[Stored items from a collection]
PR #876, opened 2021-04-13
Invoice features

valentinewallace:
Tested w/ sample

### DIFF
--- a/lightning-invoice/src/lib.rs
+++ b/lightning-invoice/src/lib.rs
@@ -992,10 +992,10 @@ impl Invoice {
 		self.signed_invoice.payee_pub_key().map(|x| &x.0)
 	}
 
-    /// Get the payment secret if one was included in the invoice
-    pub fn payment_secret(&self) -> Option<&PaymentSecret> {
-        self.signed_invoice.payment_secret()
-    }
+	/// Get the payment secret if one was included in the invoice
+	pub fn payment_secret(&self) -> Option<&PaymentSecret> {
+		self.signed_invoice.payment_secret()
+	}
 
 	/// Recover the payee's public key (only to be used if none was included in the invoice)
 	pub fn recover_payee_pub_key(&self) -> PublicKey {
--- a/lightning-invoice/src/lib.rs
+++ b/lightning-invoice/src/lib.rs
@@ -24,6 +24,7 @@ extern crate secp256k1;
 use bech32::u5;
 use bitcoin_hashes::Hash;
 use bitcoin_hashes::sha256;
+use lightning::ln::features::InvoiceFeatures;
 #[cfg(any(doc, test))]
 use lightning::routing::network_graph::RoutingFees;
 use lightning::routing::router::RouteHintHop;
@@ -329,6 +330,7 @@ pub enum TaggedField {
 	Fallback(Fallback),
 	Route(RouteHint),
 	PaymentSecret(PaymentSecret),
+	Features(InvoiceFeatures),
 }
 
 /// SHA-256 hash
@@ -401,6 +403,7 @@ pub mod constants {
 	pub const TAG_FALLBACK: u8 = 9;
 	pub const TAG_ROUTE: u8 = 3;
 	pub const TAG_PAYMENT_SECRET: u8 = 16;
+	pub const TAG_FEATURES: u8 = 5;
 }
 
 impl InvoiceBuilder<tb::False, tb::False, tb::False> {
@@ -489,6 +492,13 @@ impl<D: tb::Bool, H: tb::Bool, T: tb::Bool> InvoiceBuilder<D, H, T> {
 			Ok(r) => self.tagged_fields.push(TaggedField::Route(r)),
 			Err(e) => self.error = Some(e),
 		}
+		self
+	}
+
+	/// Adds a features field which indicates the set of supported protocol extensions which the
+	/// origin node supports.
+	pub fn features(mut self, features: InvoiceFeatures) -> Self {
+		self.tagged_fields.push(TaggedField::Features(features));
 		self
 	}
 }
@@ -810,6 +820,10 @@ impl RawInvoice {
 		find_extract!(self.known_tagged_fields(), TaggedField::PaymentSecret(ref x), x)
 	}
 
+	pub fn features(&self) -> Option<&InvoiceFeatures> {
+		find_extract!(self.known_tagged_fields(), TaggedField::Features(ref x), x)
+	}
+
 	pub fn fallbacks(&self) -> Vec<&Fallback> {
 		self.known_tagged_fields().filter_map(|tf| match tf {
 			&TaggedField::Fallback(ref f) => Some(f),
@@ -997,6 +1011,11 @@ impl Invoice {
 		self.signed_invoice.payment_secret()
 	}
 
+	/// Get the invoice features if they were included in the invoice
+	pub fn features(&self) -> Option<&InvoiceFeatures> {
+		self.signed_invoice.features()
+	}
+
 	/// Recover the payee's public key (only to be used if none was included in the invoice)
 	pub fn recover_payee_pub_key(&self) -> PublicKey {
 		self.signed_invoice.recover_payee_pub_key().expect("was checked by constructor").0
@@ -1054,6 +1073,7 @@ impl TaggedField {
 			TaggedField::Fallback(_) => constants::TAG_FALLBACK,
 			TaggedField::Route(_) => constants::TAG_ROUTE,
 			TaggedField::PaymentSecret(_) => constants::TAG_PAYMENT_SECRET,
+			TaggedField::Features(_) => constants::TAG_FEATURES,
 		};
 
 		u5::try_from_u8(tag).expect("all tags defined are <32")
--- a/lightning/src/ln/features.rs
+++ b/lightning/src/ln/features.rs
@@ -427,7 +427,6 @@ impl<T: sealed::Context> Features<T> {
 		Features::<C> { flags, mark: PhantomData, }
 	}
 
-	#[cfg(test)]
 	/// Create a Features given a set of flags, in LE.
 	pub fn from_le_bytes(flags: Vec<u8>) -> Features<T> {
 		Features {
--- a/lightning/src/ln/features.rs
+++ b/lightning/src/ln/features.rs
@@ -25,6 +25,8 @@
 use std::{cmp, fmt};
 use std::marker::PhantomData;
 
+use bitcoin::bech32;
+use bitcoin::bech32::{Base32Len, FromBase32, ToBase32, u5, WriteBase32};
 use ln::msgs::DecodeError;
 use util::ser::{Readable, Writeable, Writer};
 
@@ -51,6 +53,7 @@ mod sealed {
 			required_features: [$( $( $required_feature: ident )|*, )*],
 			optional_features: [$( $( $optional_feature: ident )|*, )*],
 		}) => {
+			#[derive(Eq, PartialEq)]
 			pub struct $context {}
 
 			impl Context for $context {
@@ -318,6 +321,7 @@ mod sealed {
 /// appears.
 ///
 /// (C-not exported) as we map the concrete feature types below directly instead
+#[derive(Eq)]
 pub struct Features<T: sealed::Context> {
 	/// Note that, for convenience, flags is LITTLE endian (despite being big-endian on the wire)
 	flags: Vec<u8>,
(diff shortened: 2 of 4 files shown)


lightning-invoice/src/lib.rs
```diff
@@ -506,6 +510,12 @@ impl<D: tb::Bool, H: tb::Bool, T: tb::Bool> InvoiceBuilder<D, H, T> {
 		}
 		self
 	}
+
+	/// Adds feature bits.
```
TheBlueMatt, line 514: This should have more details - "Adds a features field which indicates the set of supported protocol extensions which the invoice generator supports".

lightning/src/ln/features.rs
```diff
@@ -387,6 +391,17 @@ impl InitFeatures {
 	}
 }
 
+/// Calculates the base32 encoded size of a byte slice
+fn bytes_size_to_base32_size(byte_size: usize) -> usize {
```
TheBlueMatt, line 395: Can we use the provided implementation for `[u8]` instead of copying this function https://docs.rs/bech32/0.8.0/bech32/trait.Base32Len.html#impl-Base32Len

lightning/src/ln/features.rs
```diff
@@ -395,6 +410,77 @@ impl InvoiceFeatures {
 	}
 }
 
+impl ToBase32 for InvoiceFeatures {
+	fn write_base32<W: WriteBase32>(&self, writer: &mut W) -> Result<(), <W as WriteBase32>::Err> {
+		(&self.flags[..]).write_base32(writer)
```
TheBlueMatt, line 415: Don't we have to flip the endianness here, too?

lightning/src/ln/features.rs
```diff
@@ -395,6 +410,77 @@ impl InvoiceFeatures {
...
+	fn base32_len(&self) -> usize {
+		bytes_size_to_base32_size(self.flags.len())
+	}
+}
+
+impl FromBase32 for InvoiceFeatures {
+	type Err = bech32::Error;
+
+	fn from_base32(field_data: &[u5]) -> Result<InvoiceFeatures, bech32::Error> {
+		let mut features = InvoiceFeatures::empty();
```
TheBlueMatt, line 429: Features can be of arbitrary length, so we really need to just read the bytes, I think, not check individual bits and copy them.

valentinewallace: Hmm so sadly, `Vec::<u8>::from_base32(vec_of_u5s)` isn't working for me. E.g., if a bit is in the 9th to rightmost position in the vec(u5), it won't still be in the 9th-to-rightmost position after the conversion. 

It's making me think I need to write a custom converter like this Stackoverflow answer? https://stackoverflow.com/a/7135008 Does that sound right?

TheBlueMatt: Hmm, that's definitely what `Vec::<u8>::from_base32` should already be doing - https://docs.rs/bech32/0.8.0/src/bech32/lib.rs.html#238-240

valentinewallace: Yeah, related to offline discussion, it turns out I just need to bit shift the results :)

lightning/src/ln/features.rs
valentinewallace: That didn't work sadly... Neither did the original copied&pasted function. I did something super inefficient :grimacing: still need to think through a better way

lightning/src/ln/features.rs
valentinewallace: So, shifting the bits ended up being very edge casey and I spent too much time on it, and it ended up being much easier to just copy over the bits manually, and not use the [given Vec<u8> implementations](https://docs.rs/bech32/0.8.0/bech32/trait.ToBase32.html#impl-ToBase32)

lightning/src/ln/features.rs
```diff
@@ -395,6 +399,64 @@ impl InvoiceFeatures {
 	}
 }
 
+impl ToBase32 for InvoiceFeatures {
+	fn write_base32<W: WriteBase32>(&self, writer: &mut W) -> Result<(), <W as WriteBase32>::Err> {
+		let total_u5s = ((self.flags.len() as f64 * 8 as f64) / 5 as f64).ceil() as usize;
+		let mut be_u5s: Vec<u5> = vec![u5::try_from_u8(0).unwrap(); total_u5s];
```
TheBlueMatt, line 405: Note I was able to get this to work with the bech32 native stuff, but its not as succinct as I'd like, take it or leave it:

```
let mut vec_read = bech32::convert_bits(field_data, 5, 8, true)?;
let mut good_bytes: Vec<u8>;
let bitshift = (field_data.len() * 5) % 8;

if bitshift == 0 {
	// If we don't need to shift, just byte-swap vec_read
	for i in 0..vec_read.len() / 2 {
		let tmp = vec_read[i];
		let swap_idx = vec_read.len() - i - 1;
		vec_read[i] = vec_read[swap_idx];
		vec_read[swap_idx] = tmp;
	}
	good_bytes = vec_read;
} else {
	// If we didn't read the right bit count, we need to drop bitshift bits at the end while byte swapping
	good_bytes = vec![0; total_bytes];
	for i in 0..total_bytes {
		let read_pos = vec_read.len() - i - 1;
		if i == total_bytes - 1 {
			good_bytes[i] = vec_read[read_pos] >> (8-bitshift);
		} else {
			good_bytes[i] = (vec_read[read_pos] >> (8-bitshift)) | (vec_read[read_pos - 1] << bitshift);
		}
	}
}
while !good_bytes.is_empty() && good_bytes[good_bytes.len() - 1] == 0 {
	good_bytes.pop();
}
Ok(InvoiceFeatures::from_le_bytes(good_bytes))
```

lightning/src/ln/features.rs
```diff
@@ -395,6 +399,64 @@ impl InvoiceFeatures {
 	}
 }
 
+impl ToBase32 for InvoiceFeatures {
+	fn write_base32<W: WriteBase32>(&self, writer: &mut W) -> Result<(), <W as WriteBase32>::Err> {
+		let total_u5s = ((self.flags.len() as f64 * 8 as f64) / 5 as f64).ceil() as usize;
```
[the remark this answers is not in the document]
valentinewallace: Ok, let me know if there's a similar rule for the rounding down that I'm missing

lightning/src/ln/features.rs
valentinewallace: Ah, cool. Probably going to leave it but lmk if there's a strong reason to take it

lightning/src/ln/features.rs
```diff
@@ -395,6 +399,68 @@ impl InvoiceFeatures {
...
+	fn write_base32<W: WriteBase32>(&self, writer: &mut W) -> Result<(), <W as WriteBase32>::Err> {
+		// Explanation for the "4": the normal way to round up when dividing is to add the divisor
+		// minus one before dividing
+		let total_u5s = (self.flags.len() * 8 + 4) / 5 as usize;
+		let mut be_u5s: Vec<u5> = vec![u5::try_from_u8(0).unwrap(); total_u5s];
+		for (u8_idx, byte) in self.flags.iter().enumerate() {
+			for bit_pos in 0..8 {
+				if 1 << bit_pos & byte != 0 {
+					let bit_pos_from_left_0_indexed = u8_idx * 8 + (bit_pos);
+					let new_u5_idx = total_u5s - (bit_pos_from_left_0_indexed as f64 / 5 as f64).floor() as usize - 1;
```
jkczyz, line 412: Is the `f64` cast and `floor` needed? Won't integer division suffice?

lightning/src/ln/features.rs
```diff
@@ -395,6 +399,68 @@ impl InvoiceFeatures {
 	}
 }
 
+impl ToBase32 for InvoiceFeatures {
+	fn write_base32<W: WriteBase32>(&self, writer: &mut W) -> Result<(), <W as WriteBase32>::Err> {
```
jkczyz, line 403: Could you add some tests for these conversions?

lightning/src/ln/features.rs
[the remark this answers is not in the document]
TheBlueMatt: Just divide :) it rounds down by default.

lightning/src/ln/features.rs
TheBlueMatt: No, up to you, I was just annoyed that you said it wasn't working so had to fix it :).

lightning/src/ln/features.rs
valentinewallace: There is `test_payment_secret_and_features_de_and_ser` which uses those methods, and invoice fuzzing. Added more unit tests though.

lightning/src/ln/features.rs
```diff
@@ -427,7 +493,6 @@ impl<T: sealed::Context> Features<T> {
 		Features::<C> { flags, mark: PhantomData, }
 	}
 
-	#[cfg(test)]
```
TheBlueMatt, line 430: Can we expand the documentation to say "little endian" and note that "this is byte-swapped from most on-the-wire encodings"?

lightning/src/ln/features.rs
TheBlueMatt: Actually, I take that back, reading each bit one by one is definitely not the way to do this, especially if we branch on each bit. the above code works, but we can definitely write our own reader too, just as long as we aren't doing it bit-by-bit.

lightning/src/ln/features.rs
```diff
@@ -395,6 +399,68 @@ impl InvoiceFeatures {
...
+	type Err = bech32::Error;
+
+	fn from_base32(field_data: &[u5]) -> Result<InvoiceFeatures, bech32::Error> {
+		// Explanation for the "7": the normal way to round up when dividing is to add the divisor
+		// minus one before dividing
+		let total_bytes = (field_data.len() * 5 + 7) / 8 as usize;
+		let mut le_bytes: Vec<u8> = vec![0; total_bytes];
+		for (u5_idx, chunk) in field_data.iter().enumerate() {
+			let chunk_as_u8 = chunk.to_u8();
+			for bit_pos in 0..5 {
```
TheBlueMatt, line 444: Same here - I don't think its acceptable to branch on each bit in the feature while reading.

lightning/src/ln/features.rs
valentinewallace: Ok, I guess in my mind there's not that many feature bits. Is this specifically for performance or also for a DoS vector reasons? Fine to switch to your impl^ above

TheBlueMatt: Right, my proposal above sucks, but there's not really a reason to do per-bit iteration, this works fine on the read end


```
		let mut res_bytes: Vec<u8> = vec![0; total_bytes];
		for (u5_idx, chunk) in field_data.iter().enumerate() {
			let bit_pos_from_right_0_indexed = (field_data.len() - u5_idx - 1) * 5;
			let new_byte_idx = (bit_pos_from_right_0_indexed / 8) as usize;
			let new_bit_pos = bit_pos_from_right_0_indexed % 8;
			let chunk_u16 = chunk.to_u8() as u16;
			res_bytes[new_byte_idx] |= ((chunk_u16 << new_bit_pos) & 0xff) as u8;
			if new_byte_idx != total_bytes - 1 {
				res_bytes[new_byte_idx + 1] |= ((chunk_u16 >> (8-new_bit_pos)) & 0xff) as u8;
			}
		}
```

lightning/src/ln/features.rs
```diff
@@ -395,6 +399,68 @@ impl InvoiceFeatures {
...
+			let chunk_u16 = chunk.to_u8() as u16;
+			res_bytes[new_byte_idx] |= ((chunk_u16 << new_bit_pos) & 0xff) as u8;
+			if new_byte_idx != total_bytes - 1 {
+				res_bytes[new_byte_idx + 1] |= ((chunk_u16 >> (8-new_bit_pos)) & 0xff) as u8;
+			}
+		}
+		// Trim the highest feature bits.
+		while !res_bytes.is_empty() && res_bytes[res_bytes.len() - 1] == 0 {
+			res_bytes.pop();
+}
```
TheBlueMatt, line 459: nit: indent.

TheBlueMatt (approved):
Looks good, trivial comments and one doc comment.

lightning/src/ln/features.rs
```diff
@@ -427,8 +493,8 @@ impl<T: sealed::Context> Features<T> {
 		Features::<C> { flags, mark: PhantomData, }
 	}
 
-	#[cfg(test)]
-	/// Create a Features given a set of flags, in LE.
+	/// Create a Features given a set of flags, in little-endian. This is in reverse bit order from
```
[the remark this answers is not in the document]
valentinewallace: Maybe dumb q, but the bits are literally in reverse order from what they were, right?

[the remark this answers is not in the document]
TheBlueMatt: I don't believe so? The highest bit in the last position is ultimately the highest bit - not the lowest bit in the last position (which would be true if we swapped the bits as well).

lightning-invoice/src/lib.rs
```diff
@@ -491,6 +494,13 @@ impl<D: tb::Bool, H: tb::Bool, T: tb::Bool> InvoiceBuilder<D, H, T> {
 		}
 		self
 	}
+
+	/// Adds a features field which indicates the set of supported protocol extensions which the
+	/// invoice generator supports.
```
ariard, line 499: nit: spec says "origin node", i like it too :)

lightning/src/ln/features.rs
```diff
@@ -395,6 +399,68 @@ impl InvoiceFeatures {
 	}
 }
 
+impl ToBase32 for InvoiceFeatures {
+	fn write_base32<W: WriteBase32>(&self, writer: &mut W) -> Result<(), <W as WriteBase32>::Err> {
+		// Explanation for the "4": the normal way to round up when dividing is to add the divisor
+		// minus one before dividing
+		let total_u5s = (self.flags.len() * 8 + 4) / 5 as usize;
```
ariard, line 406: nit: `size_u5s`, `length_u5s` ?

ariard (commented):
utACK 9e82f39

TheBlueMatt:
Test locally, CI is just hella broken right now. See #895.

What you should do:
Every line above that holds the word "branch" should be copied out.

Solution for this problem:
TheBlueMatt: Actually, I take that back, reading each bit one by one is definitely not the way to do this, especially if we branch on each bit. the above code works, but we can definitely write our own reader too, just as long as we aren't doing it bit-by-bit.
TheBlueMatt, line 444: Same here - I don't think its acceptable to branch on each bit in the feature while reading.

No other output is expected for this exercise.